■ **DATASET EXCERPTS**
PR #12850, opened 2025-08-19
introduce a versioning policy for Apollo Client

phryneas:

### DIFF
--- a/VERSIONING.md
+++ b/VERSIONING.md
@@ -1,0 +1,78 @@
+# Apollo Client Versioning Policy
+
+Apollo Client itself tries to follow SemVer versioning.
+
+However, we reserve the right to change transpilation targets, drop polyfills or update required dependencies in minor releases.
+This is to ensure that Apollo Client can take advantage of the latest JavaScript features, performance improvements, and security fixes.
+
+This document tries to outline the versioning strategy for Apollo Client's dependencies.
+
+## Syntax transpilation target
+
+The current transpilation target for Apollo Client is `@babel/preset-env` with the `browserlist` target `since 2023, node >= 20, not dead`.
+
+That means Apollo Client supports the following environments and their derivatives:
+
+| Environment      | Version |
+| ---------------- | ------- |
+| Chrome           | 97+     |
+| Firefox          | 96+     |
+| Edge             | 97+     |
+| Safari           | 15.4+   |
+| Opera            | 83+     |
+| Samsung Internet | 17+     |
+| Node.js          | 20+     |
+
+Using Apollo Client in different environments may require transpiling the syntax to a lower version, or polyfilling missing APIs.
+
+This transpilation target might be updated in minor releases, but we commit to always include at least two years of browser support and the officially supported Node.js versions in the target.
+
+## Language features
+
+Between minor releases, Apollo Client might start using new APIs and language features that are considered ["Baseline: Widely available"](https://developer.mozilla.org/en-US/docs/Glossary/Baseline/Compatibility) by MDN.
+
+## Non-polyfillable, non-transpilable language features
+
+We try to avoid new features that cannot be transpiled or polyfilled.
+
+However, we consider the following features to be supported widely enough that even though we do presently not use all of them, we might start using them in a minor and will not consider it a major breaking change.
+
+- [`WeakMap`](https://developer.mozilla.org/en-US/docs/Web/JavaScript/Reference/Global_Objects/WeakMap) (already used in Apollo Client)
+- [`WeakSet`](https://developer.mozilla.org/en-US/docs/Web/JavaScript/Reference/Global_Objects/WeakSet) (already used in Apollo Client)
+- [`WeakRef`](https://developer.mozilla.org/en-US/docs/Web/JavaScript/Reference/Global_Objects/WeakRef) (already used by dependencies)
+- [`FinalizationRegistry`](https://developer.mozilla.org/en-US/docs/Web/JavaScript/Reference/Global_Objects/FinalizationRegistry) (already used by dependencies)
+- [`Proxy`](https://developer.mozilla.org/en-US/docs/Web/JavaScript/Reference/Global_Objects/Proxy)
+
+## Dependencies
+
+### TypeScript
+
+We make an effort to only use TypeScript features that have been available as stable for at least one year. This usually means that if you stay within the [last four minor versions](https://github.com/microsoft/TypeScript/wiki/TypeScript%27s-Release-Process#how-often-does-typescript-release) of TypeScript, you will not run into issues with Apollo Client.
+
+> Note that this is a shorter support window than [DefinitelyTyped](https://github.com/DefinitelyTyped/DefinitelyTyped#support-window).
+
+However, we do reserve the right to use newer syntax in new features, in a way that doesn't break compilation with older TypeScript versions. These new features might not be available to consumers on older TypeScript versions.
+
+### React
+
+We aim to support at least the latest two major versions of React.
+Some Apollo Client features might require the latest major version of React and might not be available to consumers on older React versions.
+
+> Please note that the React team almost never backports bugfixes to older major versions. You might encounter bugs in Apollo Client that are fixed in the latest React version, but not in older versions. We strongly recommend to always stay on the latest React version.
+
+### React Native
+
+We try to support at least the latest version of React Native. Note that React Native relies a lot of polyfills that might slightly differ from the implementations of other platforms, of completely miss some APIs.
+
+Where possible, we try to avoid using APIs that are not available in React Native.
+If this is not available, we will try to provide workarounds behind [the `react-native` exports condition](https://reactnative.dev/blog/2023/06/21/package-exports-support#the-new-react-native-condition).
+
+### The `graphql` package
+
+We commit to supporting the latest major version of the `graphql` package, with a grace period of at least one year before we drop support for older versions.
+
+Within a `graphql` major, we can only guarantee compatibility with the latest minor versions, and strongly encourage consumers to regularly update the `graphql` package to get the latest bugfixes and features.
+
+### other dependencies
+
+We reserve the right to update dependencies in minor releases of Apollo Client, as well as dropping support for older versions of dependencies.
--- a/package.json
+++ b/package.json
@@ -258,7 +258,7 @@
     "access": "public"
   },
   "files": [
-    "LICENSE",
+    "VERSIONING.md",
     "**/*.md",
     "**/*.cjs",
     "**/*.cjs.map",
--- a/.changeset/heavy-donkeys-arrive.md
+++ b/.changeset/heavy-donkeys-arrive.md
@@ -1,0 +1,5 @@
+---
+"@apollo/client": major
+---
+
+Introduce a versioning policy.
--- a/README.md
+++ b/README.md
@@ -67,6 +67,10 @@ Deliver tomorrow's roadmap today with our comprehensive suite of API orchestrati
 | Jerel Miller      | [@jerelmiller](https://github.com/jerelmiller) |
 | Lenz Weber-Tronic | [@phryneas](https://github.com/phryneas)       |
 
+## Versioning Policy
+
+While Apollo Client follows SemVer, it might introduce changes like changing transpilation targets, updating dependencies or dropping support for older versions of dependencies in minor releases. For more details, see our [Versioning Policy](./VERSIONING.md).
+
 ## 🗺️ Roadmap
 
 We regularly update our [public roadmap](https://github.com/apollographql/apollo-client/blob/main/ROADMAP.md) with the status of our work-in-progress and upcoming features.


package.json
```diff
@@ -258,7 +258,7 @@
     "access": "public"
   },
   "files": [
-    "LICENSE",
```
phryneas, line 261: see https://docs.npmjs.com/cli/v11/configuring-npm/package-json#files
image

VERSIONING.md
```diff
@@ -0,0 +1,78 @@
...
+
+However, we consider the following features to be supported widely enough that even though we do presently not use all of them, we might start using them in a minor and will not consider it a major breaking change.
+
+- [`WeakMap`](https://developer.mozilla.org/en-US/docs/Web/JavaScript/Reference/Global_Objects/WeakMap) (already used in Apollo Client)
+- [`WeakSet`](https://developer.mozilla.org/en-US/docs/Web/JavaScript/Reference/Global_Objects/WeakSet) (already used in Apollo Client)
+- [`WeakRef`](https://developer.mozilla.org/en-US/docs/Web/JavaScript/Reference/Global_Objects/WeakRef) (already used by dependencies)
+- [`FinalizationRegistry`](https://developer.mozilla.org/en-US/docs/Web/JavaScript/Reference/Global_Objects/FinalizationRegistry) (already used by dependencies)
+- [`Proxy`](https://developer.mozilla.org/en-US/docs/Web/JavaScript/Reference/Global_Objects/Proxy)
+
+## Dependencies
```
phryneas: Should we also add a section about TypeScript types here, noting that sometimes changes to types that are perceived as "breaking" are necessary, and we might consider them, and that we can uphold semver only for runtime code, not for TS types?

VERSIONING.md
```diff
@@ -0,0 +1,78 @@
+# Apollo Client Versioning Policy
+
+Apollo Client itself tries to follow SemVer versioning.
```
jerelmiller:
```suggestion
Apollo Client tries to follow SemVer versioning.
```

I think we can drop the "itself" name since its implied by referencing it.

VERSIONING.md
```diff
@@ -0,0 +1,78 @@
...
+
+However, we reserve the right to change transpilation targets, drop polyfills or update required dependencies in minor releases.
```
jerelmiller:
```suggestion
However, we reserve the right to change transpilation targets, drop polyfills or update required dependencies. These changes will be released in minor versions.
```

I think a separate sentence to bring a bit more attention to how we plan to release these changes would be helpful here, otherwise its a bit buried in the text.

VERSIONING.md
```diff
@@ -0,0 +1,78 @@
...
+This is to ensure that Apollo Client can take advantage of the latest JavaScript features, performance improvements, and security fixes.
+
+This document tries to outline the versioning strategy for Apollo Client's dependencies.
```
jerelmiller:
```suggestion
This document outlines the versioning strategy for Apollo Client's dependencies.
```

I'd recommend we be as direct as possible 🙂

VERSIONING.md
```diff
@@ -0,0 +1,78 @@
...
+| ---------------- | ------- |
+| Chrome           | 97+     |
+| Firefox          | 96+     |
+| Edge             | 97+     |
+| Safari           | 15.4+   |
+| Opera            | 83+     |
+| Samsung Internet | 17+     |
+| Node.js          | 20+     |
+
+Using Apollo Client in different environments may require transpiling the syntax to a lower version, or polyfilling missing APIs.
```
jerelmiller:
```suggestion
Using Apollo Client in different environments may require you to transpile the syntax using a lower version, or polyfilling missing APIs.
```

Is it accurate to say this step is the responsibility of the user? If so, can we make that clear by using "you" here? The first time I read this, I thought this might end up as something we'd be doing on our end.

VERSIONING.md
```diff
@@ -0,0 +1,78 @@
...
+
+This transpilation target might be updated in minor releases, but we commit to always include at least two years of browser support and the officially supported Node.js versions in the target.
```
jerelmiller:
```suggestion
We reserve the right to update the transpilation target in minor releases, but we commit to always include at least two years of browser support and the officially supported Node.js versions in the target.
```

Maybe stronger words here?

VERSIONING.md
```diff
@@ -0,0 +1,78 @@
...
+
+## Language features
+
+Between minor releases, Apollo Client might start using new APIs and language features that are considered ["Baseline: Widely available"](https://developer.mozilla.org/en-US/docs/Glossary/Baseline/Compatibility) by MDN.
```
jerelmiller: By "between", do you mean we'd release this in a patch release, or that we'd introduce new language features in a minor? If the latter, perhaps this suggestion might add clarity?

```suggestion
Apollo Client might start using new APIs and language features that are considered ["Baseline: Widely available"](https://developer.mozilla.org/en-US/docs/Glossary/Baseline/Compatibility) by MDN. Usage of new language features will be released in a new minor version.
```

VERSIONING.md
```diff
@@ -0,0 +1,78 @@
...
+
+## Non-polyfillable, non-transpilable language features
```
jerelmiller:
```suggestion
### Non-polyfillable, non-transpilable language features
```

Should this be nested under "language features" since its a continuation of that topic?

VERSIONING.md
```diff
@@ -0,0 +1,78 @@
...
+
+We try to avoid new features that cannot be transpiled or polyfilled.
+
+However, we consider the following features to be supported widely enough that even though we do presently not use all of them, we might start using them in a minor and will not consider it a major breaking change.
+
+- [`WeakMap`](https://developer.mozilla.org/en-US/docs/Web/JavaScript/Reference/Global_Objects/WeakMap) (already used in Apollo Client)
+- [`WeakSet`](https://developer.mozilla.org/en-US/docs/Web/JavaScript/Reference/Global_Objects/WeakSet) (already used in Apollo Client)
+- [`WeakRef`](https://developer.mozilla.org/en-US/docs/Web/JavaScript/Reference/Global_Objects/WeakRef) (already used by dependencies)
+- [`FinalizationRegistry`](https://developer.mozilla.org/en-US/docs/Web/JavaScript/Reference/Global_Objects/FinalizationRegistry) (already used by dependencies)
+- [`Proxy`](https://developer.mozilla.org/en-US/docs/Web/JavaScript/Reference/Global_Objects/Proxy)
```
jerelmiller: I might suggest moving the statement about support after the list in a `[!NOTE]` since its useful information, but less relevant to the feature set. This makes the statement about what is expected to be available a bit stronger.

```suggestion
However, we consider the following features to be supported widely enough that Apollo Client can use them at any time without considering it a major breaking change.

- [`WeakMap`](https://developer.mozilla.org/en-US/docs/Web/JavaScript/Reference/Global_Objects/WeakMap) (already used in Apollo Client)
- [`WeakSet`](https://developer.mozilla.org/en-US/docs/Web/JavaScript/Reference/Global_Objects/WeakSet) (already used in Apollo Client)
- [`WeakRef`](https://developer.mozilla.org/en-US/docs/Web/JavaScript/Reference/Global_Objects/WeakRef) (already used by dependencies)
- [`FinalizationRegistry`](https://developer.mozilla.org/en-US/docs/Web/JavaScript/Reference/Global_Objects/FinalizationRegistry) (already used by dependencies)
- [`Proxy`](https://developer.mozilla.org/en-US/docs/Web/JavaScript/Reference/Global_Objects/Proxy)

> [!NOTE]
> Not all of the these features are currently used at this time. Usage of these features might fluctuate between minor versions.
```

VERSIONING.md
jerelmiller: Yes I would. Perhaps something like:

> We reserve the right to update TypeScript types as needed, such as to fix bugs or add compatibility with various TypeScript features. Updates to types might requires changes to your application, but we do not consider these breaking changes.

Feel free to workshop that 🙂

VERSIONING.md
```diff
@@ -0,0 +1,78 @@
...
+
+## Dependencies
+
+### TypeScript
+
+We make an effort to only use TypeScript features that have been available as stable for at least one year. This usually means that if you stay within the [last four minor versions](https://github.com/microsoft/TypeScript/wiki/TypeScript%27s-Release-Process#how-often-does-typescript-release) of TypeScript, you will not run into issues with Apollo Client.
```
jerelmiller:
```suggestion
We make an effort to only use TypeScript features that have been available as stable for at least one year. This generally means we support the [last four minor versions](https://github.com/microsoft/TypeScript/wiki/TypeScript%27s-Release-Process#how-often-does-typescript-release) of TypeScript. If you use a TypeScript version older than these, you might experience some type compatibility issues with Apollo Client.
```

I'd split this into "we support the last 4 minors", then followup with the consequence of that from the user perspective.

VERSIONING.md
```diff
@@ -0,0 +1,78 @@
...
+
+> Note that this is a shorter support window than [DefinitelyTyped](https://github.com/DefinitelyTyped/DefinitelyTyped#support-window).
+
+However, we do reserve the right to use newer syntax in new features, in a way that doesn't break compilation with older TypeScript versions. These new features might not be available to consumers on older TypeScript versions.
```
jerelmiller:
```suggestion
However, we reserve the right to use newer syntax in new features, in a way that doesn't break compilation with older TypeScript versions. These new features might not be available to consumers on older TypeScript versions.
```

■ **WORK REQUIRED**
Give the total number of lines in the entries that contain the word "regularly", with no other words.

■ **RESPONSE**
2